Her akşam gri örgü yeleğinin cebinden küçük bir şeker çıkartıp masama bırakır bir hayal adam. Biri kırmızı kalemle yıldız çizer yanaklarıma. Hala bir limon kolonyası kokusu vardır kalemimde. Sen dokunmuşsun belli…Defterimize kalemimize sinerdi kolonya kokun…Sen hayatıma sindin sevgili öğretmenim…
“İlk öğretmenin kim senin?
Kim öğretti alfabeyi?” şarkısını duyduğumda hep ağlayacak, hep seni hatırlayacağım. Eşofmansız çocuklar gördüğümde, deftersiz sınıflara girdiğimde, öğrencileri için bir şeyler isteyen bütün mütevekkil öğretmenlerin yüzünde…
…………………………………………………………………………………………………………………………………
Bu çiçekler sana öğretmenim. Parayla almadım, bir yapraktan yetiştirdim. Senin gibi…
...ENGİNDENİZ...
YORUMLAR
Ali Rıza Binboğa'nın bir köy öğretmeninin hayatını ve yaşadığı zorlukları, sıkıntıları anlatan bir filmi vardı birde bu şarkıya hitaben yapılmış. O film ile birlikte daha bir anlam ve değer kazanmıştı bu şarkı benim yüreğimde.
Öğrencilerin ileriki hayatlarında nasıl bir birey olacağına önce aile terbiyesi, daha sonra ilkokul öğretmeninin verdiği yön ve terbiye şekil verir. Ne mutlu sana ki böylesine değerli bir öğretmenin elinde şekil almış ve kendini tanıma, geliştirme fırsatı yakalamışsın.

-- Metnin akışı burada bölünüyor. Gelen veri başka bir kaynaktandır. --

Issue #226, opened 2019-06-01
Remove call to ERR_remove_thread_state which is deprecated in OpenSSL


danesh-d:
The call to ERR_remove_thread_state is deprecated in OpenSSL 1.1.0. The thread initialization and deinitialization is now done automatically by OpenSSL (see here https://www.openssl.org/docs/man1.1.0/man3/ERR_remove_state.html).

PR #227, opened 2019-06-01
[FIXED] Remove calls to "ERR_remove_thread_state()" which was depreca…

danesh-d:
…ted in OpenSSL 1.1.0

The thread initialisation and deinitialisation is done automatically in
OpenSSL from version 1.1.0.

### DIFF
--- a/src/nats.c
+++ b/src/nats.c
@@ -21,6 +21,7 @@
 #include <inttypes.h>
 #include <assert.h>
 #include <stdarg.h>
+#include <openssl/opensslv.h>
 
 #include "mem.h"
 #include "timer.h"
@@ -137,7 +138,8 @@ static void
 _cleanupThreadSSL(void *localStorage)
 {
 #if defined(NATS_HAS_TLS)
-    ERR_remove_thread_state(0);
+    if (!(natsOpenSSL_Version(1, 1, 0, OPENSSL_VERSION_NUMBER)))
+        ERR_remove_thread_state(0);
 #endif
 }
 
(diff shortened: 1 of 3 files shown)


danesh-d:
This patch addresses the issue #226.

kozlovic:
@danesh-d Thanks for the contribution! However, I would like the change to take into account the version of OpenSSL. As you can see from the travis build result, since an older OpenSSL library is used, this causes memory leaks:
```
131/176 MemCheck: #131: Test_SSLBasic ...........................   Defects: 6
132/176 MemCheck: #132: Test_SSLVerify ..........................   Defects: 6
133/176 MemCheck: #133: Test_SSLVerifyHostname ..................   Defects: 6
134/176 MemCheck: #134: Test_SSLSkipServerVerification ..........   Defects: 6
135/176 MemCheck: #135: Test_SSLCiphers .........................   Defects: 8
136/176 MemCheck: #136: Test_SSLMultithreads ....................   Defects: 8
137/176 MemCheck: #137: Test_SSLConnectVerboseOption ............   Defects: 6
```

danesh-d:
@kozlovic Sure. I will re-submit updated version of this patch.

danesh-d:
@kozlovic The code uses deprecated function only for older versions of OpenSSL, otherwise the function is not called. I also added unit test for the function that compares OpenSSL version. Tests are also passed.

kozlovic:
@danesh-d Thank you for the contribution! I tested and it works on Windows too.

Gecikmiş bir kutlama olacak benimkisi ama seni ve yazını yürekten kutluyorum. Keşke benim de böyle bir öğretmenim olsaydı diyerek.
Sevgim sonsuz...
sabahleyin okumuştum ama tekrar büyük bir zevkle okudum...
benim de ortaokulda iken korkmaz ünlü adında bir türkçe öğretmenim vardı..

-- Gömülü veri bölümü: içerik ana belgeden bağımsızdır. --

Issue #228, opened 2019-06-01
Replace calls to "ASN1_STRING_data" with "ASN1_STRING_get0_data"


danesh-d:
According to recommendation from OpenSSL (see here https://www.openssl.org/docs/man1.1.0/man3/ASN1_STRING_data.html) the function "ASN1_STRING_data" is deprecated and should be replaced by "ASN1_STRING_get0_data".

kozlovic:
Closed due to PR #238.

PR #229, opened 2019-06-01
[FIXED] Remove call to "ASN1_STRING_data" which was deprecated

danesh-d:
The call to "ASN1_STRING_data" is deprecated and is replaced by
"ASN1_STRING_get0_data" according to OpenSSL's recommendation.

### DIFF
--- a/src/opts.c
+++ b/src/opts.c
@@ -298,8 +298,13 @@ _hostnameMatchesSubjectAltName(char *hostname, X509 *cert)
         if (namePart->type == GEN_DNS)
         {
             foundAnyEntry = true;
-            foundMatch = _hostnameMatches((char*) ASN1_STRING_data(namePart->d.uniformResourceIdentifier),
-                                           hostname);
+
+            if (!(natsOpenSSL_Version(1, 1, 0, OPENSSL_VERSION_NUMBER)))
+                foundMatch = _hostnameMatches((char*) ASN1_STRING_data(namePart->d.uniformResourceIdentifier),
+                                               hostname);
+            else
+                foundMatch = _hostnameMatches((char*) ASN1_STRING_get0_data(namePart->d.uniformResourceIdentifier),
+                                               hostname);
         }
 
         GENERAL_NAME_free(namePart);


danesh-d:
This patch addresses the issue #228.

danesh-d:
I can build the code without any problem on my local machine. It seems that on the build servers for CI, the libraries (namely OpenSSL) is not updated since the compiler cannot find the declaration of the function and then linker cannot find the implementation. I use gcc 8.3.1-2 and OpenSSL 1.1.1b FIPS.

kozlovic:
@danesh-d Thank you for your contribution. As in the other PR, I'd like to see a change that would allow OpenSSL prior to 1.0/1.0.1 to work too. One way to at least mitigate this would be to select a build option to build the library with or without these calls. But since the OpenSSL library may be dynamically linked, I am not sure this is the right approach.

danesh-d:
@kozlovic Yes exactly. Another way would be to read the current version of OpenSSL which is reported by API and then judge whether deprecated version or the new one should be used. actually I had implemented with this check, but I though maybe it is not intended that the library will work with older versions on OpenSSL as people are always encouraged to keep OpenSSL installed on their machine, updated. I will modify this patch so you will see if it would be something useful or not.

src/opts.c
```diff
@@ -298,8 +298,13 @@ _hostnameMatchesSubjectAltName(char *hostname, X509 *cert)
         if (namePart->type == GEN_DNS)
         {
             foundAnyEntry = true;
-            foundMatch = _hostnameMatches((char*) ASN1_STRING_data(namePart->d.uniformResourceIdentifier),
-                                           hostname);
+
+            if (!(natsOpenSSL_Version(1, 1, 0, OPENSSL_VERSION_NUMBER)))
```
kozlovic: Unfortunately, that does not work since you are detecting at runtime but then have in the code reference to a function that may not even be known at the time of the building of the library. (see travis build report that fails with openssl pre 1.1.0).

danesh-d: Yes exactly! The check should be in compile time. I will fix it if later when I have time if you think it is worth to be implemented. Thanks.

kozlovic:
@danesh-d Closing this since this is no longer relevant following PR #238 where those calls have been removed.

PR #231, opened 2019-06-03
[FIXED] Add a marginal to buffers to silent truncated buffer warnings

danesh-d:


danesh-d:
This patch addressed issue #231.

kozlovic:
@danesh-d Not sure about this fix. Clearly, the two tests could be easily fixed by just copying directly in errProto and if needed make the stack buffer bigger without the need for the constant you use.

What are the warnings you are referring to and how did you get it to print them? I just checked the code and all places where I use the connection's errTxt buffer, I do use `snprintf()`, which as far as I know, will ensure that I do not overflow the buffer and makes sure that a terminating `\0` is added.

danesh-d:
Sure you know better how this can be fixed. I am sorry that I missed to update the commit message. I have two lines to suppress warnings given by gcc but then I realized that clang is also used so decided to remove those #pragma directives to avoid making thins overcomplicated.

rigtorp:
> What are the warnings you are referring to and how did you get it to print them?
@kozlovic Check my PR #225. These are new warnings added to recent GCC and clang versions.

kozlovic:
@danesh-d Should be fixed with #239 and prior.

beni yönlendiren edebiyatı sevdiren aynı sizin öğretmeniniz gibi teşvik eden yarışmalara katılmamı sağlayan ve ödül aldığımda hop oturup hop kalkan canım öğretmenim..
ilk kitabım çıktığında yanımdaydı...
mutluluğu ve duyduğu gurur o kadar aşikardı ki ...
unutulmuyorlar evet...
ona teşekkür edip sahneye davet ettiğimde en az benim kadar heyecanlıydı şiir okurken..
kutluyorum sizi sevgilerimle...
ilköğretmenim acaip bir adamdı hem otoriter hem çok sevecendi eğitim adına,tüm müzik resim ve bedeneğitimi derslerinde bize matematik çalıştırırdı ,o zamanlar çok kızar ve sinirlenirdik ,sıkılırdık ,daha sonra anladım ki bütün öğrencileri çok iyi yerleri kazandılar temeli çok sağlamdı yani.
kutlarım tüm öğretmenlerimin gününü
Aynur Engindeniz
Teşekkür ederim. Sevgilerimle.
müget
Aynur Engindeniz
müget
İlkokul öğretmenliği karşılığı parayla ödenebilecek bir meslek değil bence. Laf olsun diye değil tüm kalbimle söylüyorum...Bu devlet ilköğretim öğretmenlerine ne verse az gelir...Onlar için ne yazılsa az gelir...Elbette içlerinde olumsuz insanlar da var... Ama bu olumsuz insanlar ile öğretmenliği gölgeleyemiyor. Şu memlekette öğretmenler kadar saygı duyulan başka hangi meslek var. Doktorlar polisler mühendisler hep öğretmenin marifeti...
Bütün öğretmenlerin günü kutlu olsun. Şimdi bütün öğretmenlerimiz çiçeklerle bezenmiştir...Ne güzel...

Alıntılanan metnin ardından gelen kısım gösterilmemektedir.